Above result shows that given the evidences, ‘witness2’ is slightly more probable witness candidate than ‘witness1’ because license plate info is more informative thereby strongly considered than face related information by the opinion assignment. However, due to the opinion on the fact level is not certain, the values were not strongly forced the belief but rather increased the uncertainty in the final opinion. The expectation values also captures this aspect. Thus, this result shows that the inference scheme well models human intuition.

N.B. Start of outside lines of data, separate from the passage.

PR #6132, opened 2020-07-17
fix: check Misp time fields exist before using them

denny-lclin:
#### What does it do?
According to [MISP RFC](https://github.com/MISP/misp-rfc/blob/master/misp-core-format/raw.md), first_seen & last_seen fields' requirement levels are **MAY**, while `handle_time_fields(attribute, timestamp, stix_type)` function in app/files/scripts/stix2/misp2stix2.py does not check if first_seen, last_seen exist and will cause exception if those keys don't exist.

#### Questions


chrisr3d:
Thank you!

PR #6141, opened 2020-07-23
chg: [UI] Add proposal form refactor

JakubOnderka:
##  What does it do?

Changes the form to match Add Attribute style. It also fix some bugs (for example adding proposal from event page by clicking `+` icon).

### Before:

Snímek obrazovky 2020-07-24 v 14 11 51

### After:

Snímek obrazovky 2020-07-24 v 14 12 08

#### Questions

### DIFF
--- a/app/Controller/ShadowAttributesController.php
+++ b/app/Controller/ShadowAttributesController.php
@@ -290,11 +290,6 @@ class ShadowAttributesController extends AppController
         } else {
             $this->set('ajax', false);
         }
-        if (empty($eventId)) {
-            if (empty($event)) {
-                throw new NotFoundException(__('Invalid Event'));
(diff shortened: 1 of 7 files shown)


mokaddem:
Hey it looks great!
Now that it looks very similar to the attribute's `add.ctp`, would it make sense to use it instead or would it make the view to cluttered?
What do you think?

JakubOnderka:
> Hey it looks great!
> Now that it looks very similar to the attribute's `add.ctp`, would it make sense to use it instead or would it make the view to cluttered?
> What do you think?

Definitely, but first I wanna join `ShadowAttributes/add.ctp` and  `ShadowAttributes/edit.ctp` templates.

PR #6142, opened 2020-07-24
new: [widgets] Additional widgets for sharing statistics and layouts

lfortemps:
#### What does it do?

Another contribution to #5713 . It adds a couple of additional widgets to stimulate sharing. Note that the ACL is applied so the dashboard will look different for each organization depending on what they can see.
Here is an example with some test data:

dashboard_example

#### Questions


iglocska:
Brilliant, thanks a million!

PR #6154, opened 2020-07-28
chg: [internal] Initialize UserSetting just when needed

JakubOnderka:
#### What does it do?

Should speed up loading a lot of tags.

#### Questions


mokaddem:
Thanks!

PR #6187, opened 2020-08-12
chg: [doc] Various changes to CentOS/RHEL docs

SteveClement:


JKD32332:
Thank you for this, but is there something else in the instructions that are not working? I was able to get past this part thanks to you adding the missing workerstartsh.te file but now when I'm in the misp-modules section (9.07), I'm trying to do the pip install, $SUDO_WWW $PATH_TO_MISP/venv/bin/pip install -U -I -r REQUIREMENTS command, and I'm getting the error that there is no file or directory with the name REQUIREMENTS...

Is this section not working as well? If I have a choice to choose between a centos 7 and centos 8 for deploying MISP, should I stick with centos 7?

PR #8006, opened 2021-11-30
chg: [feeds] Support for sharing groups with feeds, fixes #5758

### LINKED ISSUE #5758: Support for sharing groups with feeds
The feed_generator (PyMISP) and the MISP feed system are not compatible with sharing groups.
This is needed in the use-case where communities want to synchronise two MISP instances that from not inter-connected MISP setups.  (like airgaps) 

A workaround is by implementing it with custom PyMISP scripts for export and import.
However this is a bit dirty and defeats the purpose of the feed-system. Some complexity is also needed to support updates.

cvandeplas:
#### What does it do?

this PR brings in the option to ingest feeds that have configured distribution/sharing groups. It fixes #5758 , 

#### Questions

### DIFF
--- a/app/Controller/FeedsController.php
+++ b/app/Controller/FeedsController.php
@@ -124,7 +124,9 @@ class FeedsController extends AppController
             'menuItem' => 'index'
         ]);
         $this->loadModel('Event');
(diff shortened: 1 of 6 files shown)


iglocska:
Thanks a lot!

7 Discussions and Conclusion

Intelligent forensic reasoning upon metadata acquired from automated vision analytic modules is an important aspect of surveillance systems with high usage potential. The knowledge expressive power of the reasoning framework and the ability of uncertainty handling are critical issues in such systems. In this chapter, based on our previous work on the use of logic programming with subjective logic, we extended the framework so that it can also handle uncertain propositional rules. The approach is mainly based on the fuzzy-like membership function and the reputational operation on it. Although we still need to extend this concept to large scale data, we advocate that this work showed the potential of the proposed approach. The main advantage of the proposed approach is that it offers more choices to model complex contextual human knowledge by enriching the expressive power of the framework. The other advantage of the proposed approach is that the modeled uncertain rules can be used with another principled reasoning scheme. In this chapter, especially, we have demonstrated how the reasoning results from uncertain spatio-temporal rules could be used with default reasoning. Another interesting property of the system is that, unlike traditional probability based conditional reasoning, this approach allows for representing lack of information about a proposition. We could also roughly assign our subjective priors with lack of information, and observations can also be represented with any degree of ignorance, therefore we believe this better reflects human intuition and real world situations. Another beneficial property is the flexibility of assigning opinions to formulae. Especially, rule can embed its own opinion calculation scheme thereby, allows for sophisticated propagation of opinions through the inference pipeline. There are, however, still several open issues such as how to better model the reputational function, how to automatically assign proper prior opinions to rules, etc. Our future research will cover further extending and applying the shown approach to more complicated scenarios using automatically generated large scale data.